Just now as I was doing some laps whilst holding my breath, I realized that it's quite strenuous. I wondered how all those movies about guys and girls swimming underwater avoiding bullets, bad guys, sharks and zombies could possibly do what they do for a minute or longer when even 20 secs was too long for me.

That got me thinking on how to improve my strokes. Being self taught I have no doubts that my technique is far from ideal. Plus the fact that I kept my body straight to prevent water from going into my ears was probably a factor. Then, I thought about how sometimes swimming felt so effortless that I could have swam forever. I wonder what was it that I was doing wrong.

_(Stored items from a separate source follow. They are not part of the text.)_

PR #216, opened 2021-06-10
Add documentation on WO Stats

omad:
Also cleans up some warnings that PyCharm pointed out.

### DIFF
--- a/libs/algo/odc/algo/io.py
+++ b/libs/algo/odc/algo/io.py
@@ -173,8 +173,8 @@ def _load_with_native_transform_1(
 
 
 def load_with_native_transform(
-    dss: List[Dataset],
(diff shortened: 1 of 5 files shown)


Kirill888 (approved):
awesome, thanks

libs/algo/odc/algo/io.py
```diff
@@ -173,8 +173,8 @@ def _load_with_native_transform_1(
 
 
 def load_with_native_transform(
-    dss: List[Dataset],
-    bands: Tuple[str, ...],
+    dss: Sequence[Dataset],
+    bands: Sequence[str, ...],
```
Kirill888:
```suggestion
    bands: Sequence[str],
```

Then I tried to move in unity. Instead if pulling my downstroke with my arms, I twisted my torso slightly. To my surprise, I wasn't breathless anymore. 20 secs was nothing. My arms no longer burned the oxygen I needed. Using the body turn didn't exert my body at all, and the laps went by easily.

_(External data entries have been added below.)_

PR #218, opened 2021-06-15
Support proj:transform and proj:shape in properties + null datetime

### LINKED ISSUE #217: Support `proj:shape` and `proj:transform` in properties
"change the stac transform to handle the proj:shape and `proj:transform` being in the properties rather than per-band."

Needed to fix some metadata reading for NBH.

Ping @alexgleith

MatthewJA:
Resolves #217 and also a bug where datetime: null was unsupported [despite being allowed](https://github.com/radiantearth/stac-spec/blob/master/item-spec/item-spec.md#properties-object).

So is this what he meant? Well I guess maybe. Moving your body in unison is not magic, nor is it aikido's secret. Certainly it's right there in basic aikido, we do it everyday. However, moving body in unison is not the end to it all. Knowing what part and how to move those parts in unison is equally important. Take our kihon kosanage ikkyo for example. You need to sink and move your body with your hands and get kuzushi. But just turning on your vertical axis won't get you anything but a punch to your face. There is a need to move from your hara and not the hand, but also to maintain a chain or a link from hara to your hands to your uke. Sinking, you take kuzushi only if there is a connection to uke. An easy way to start will be to sink into uke's corner but not moving forwards whilst doing it.

Other techniques need equal study and how to best move your body. And this is why kihon training is so wonderful. It allows an actual study and development period to practice moving your body in a united fashion. That us why in the first level of aikido, harmonizing with yourself, kihon is absolutely necessary.

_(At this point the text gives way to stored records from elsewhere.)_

PR #219, opened 2021-06-15
Fix up bug with stac.py datetime, format code

alexgleith:
* Minor formatting
* Fix issue with stac.py to do .get() instead of assuming property exists.

### DIFF
--- a/libs/index/odc/index/stac.py
+++ b/libs/index/odc/index/stac.py
@@ -78,8 +78,11 @@ def _find_self_href(item: Document) -> str:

  1. free style is indeed strenuous for me in a 50 meters x 25 meters pool..if i want to do 12 laps, i would 'selang seli' in both styles free style n breast stroke...kenot tahan, the hand & shoulder muscles gasping for oxygen..

  2. Aikido is one of the most popular martial arts and is practiced all over the world. Devotees remember its founder as a profound man who transcended the limitations of the technical aspects of martial arts, instead incorporating rigid moral and philosophical elements into his art, which stressed harmony, compassion, and understanding, even in the face of aggression.

    Mr. Martial Arts

  3. Lol...that's like a paragraph of a marketing brochure. Not sure I'd like to be called a devotee either.

    Yeah, maybe Aikido incorporates a lot of spiritual elements in its study. Without which, it be better off being called Daito-ryu 'lite'. In any case, Aikido is foremost a martial art. It is a way to find your true self, through understanding the Natural Law (or harmony as you may call it). Since it is a 'Way', following the path may lead to discovery of your inner self.

    Discovering the inner self is essential in any spiritual pursuit, and is part of any religion of the book. In fact most religious would devote its resources to discover oneself before finding God.

    Becoming your true self, allows you to bypass ego and thus, your actions will reflect the correct natural response. This could be the utter annihilation of an enemy or an embrace to destroy his attack.